→ Entries provided
##########

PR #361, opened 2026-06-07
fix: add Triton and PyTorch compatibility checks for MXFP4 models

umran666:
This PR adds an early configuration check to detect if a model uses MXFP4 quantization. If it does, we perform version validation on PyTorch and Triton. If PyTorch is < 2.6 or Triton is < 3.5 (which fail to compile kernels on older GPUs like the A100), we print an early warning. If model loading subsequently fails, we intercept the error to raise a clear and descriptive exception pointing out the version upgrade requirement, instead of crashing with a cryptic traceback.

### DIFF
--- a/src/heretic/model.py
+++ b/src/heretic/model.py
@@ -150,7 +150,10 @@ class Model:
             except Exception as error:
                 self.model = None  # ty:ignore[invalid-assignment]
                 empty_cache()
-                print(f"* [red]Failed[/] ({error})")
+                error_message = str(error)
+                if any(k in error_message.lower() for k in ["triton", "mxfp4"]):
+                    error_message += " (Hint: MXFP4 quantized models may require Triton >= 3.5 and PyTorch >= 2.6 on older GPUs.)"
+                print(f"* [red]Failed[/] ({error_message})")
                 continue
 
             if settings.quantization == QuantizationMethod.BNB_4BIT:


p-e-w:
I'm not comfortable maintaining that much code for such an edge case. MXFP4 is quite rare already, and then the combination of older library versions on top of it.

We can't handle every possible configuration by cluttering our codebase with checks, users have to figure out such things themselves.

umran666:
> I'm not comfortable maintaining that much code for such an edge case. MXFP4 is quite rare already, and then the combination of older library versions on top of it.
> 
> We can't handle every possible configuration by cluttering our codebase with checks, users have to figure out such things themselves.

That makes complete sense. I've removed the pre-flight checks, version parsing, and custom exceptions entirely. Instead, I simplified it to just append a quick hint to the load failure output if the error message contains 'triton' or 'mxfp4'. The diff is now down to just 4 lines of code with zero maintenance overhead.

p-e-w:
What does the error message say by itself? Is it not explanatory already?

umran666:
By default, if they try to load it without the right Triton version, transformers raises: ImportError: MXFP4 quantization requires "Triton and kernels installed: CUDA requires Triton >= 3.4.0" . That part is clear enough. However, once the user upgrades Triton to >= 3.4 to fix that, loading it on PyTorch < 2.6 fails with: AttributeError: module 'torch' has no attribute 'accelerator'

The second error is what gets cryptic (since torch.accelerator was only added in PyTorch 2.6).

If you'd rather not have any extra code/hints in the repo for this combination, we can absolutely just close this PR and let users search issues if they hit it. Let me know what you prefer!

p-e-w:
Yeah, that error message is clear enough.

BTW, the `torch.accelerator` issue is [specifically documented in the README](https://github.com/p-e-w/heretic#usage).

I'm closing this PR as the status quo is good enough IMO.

##########

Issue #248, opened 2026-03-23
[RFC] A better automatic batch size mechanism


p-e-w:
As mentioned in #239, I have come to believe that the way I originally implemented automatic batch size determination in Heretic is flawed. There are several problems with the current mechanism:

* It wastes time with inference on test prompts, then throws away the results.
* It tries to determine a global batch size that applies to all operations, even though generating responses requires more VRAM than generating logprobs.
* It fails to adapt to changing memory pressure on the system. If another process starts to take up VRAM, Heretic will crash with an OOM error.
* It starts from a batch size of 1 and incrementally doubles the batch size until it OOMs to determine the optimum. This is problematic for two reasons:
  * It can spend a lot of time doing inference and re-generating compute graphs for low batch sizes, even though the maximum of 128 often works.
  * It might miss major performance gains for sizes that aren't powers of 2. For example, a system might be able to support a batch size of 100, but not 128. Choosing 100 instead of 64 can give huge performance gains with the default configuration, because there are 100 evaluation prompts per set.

##########

→ To do
Scan the records above for the lines holding "128 often works." and "prompts per set.". Transcribe those two and every line between them word for word, and no others.

→ Solved exercise
  * It can spend a lot of time doing inference and re-generating compute graphs for low batch sizes, even though the maximum of 128 often works.
  * It might miss major performance gains for sizes that aren't powers of 2. For example, a system might be able to support a batch size of 100, but not 128. Choosing 100 instead of 64 can give huge performance gains with the default configuration, because there are 100 evaluation prompts per set.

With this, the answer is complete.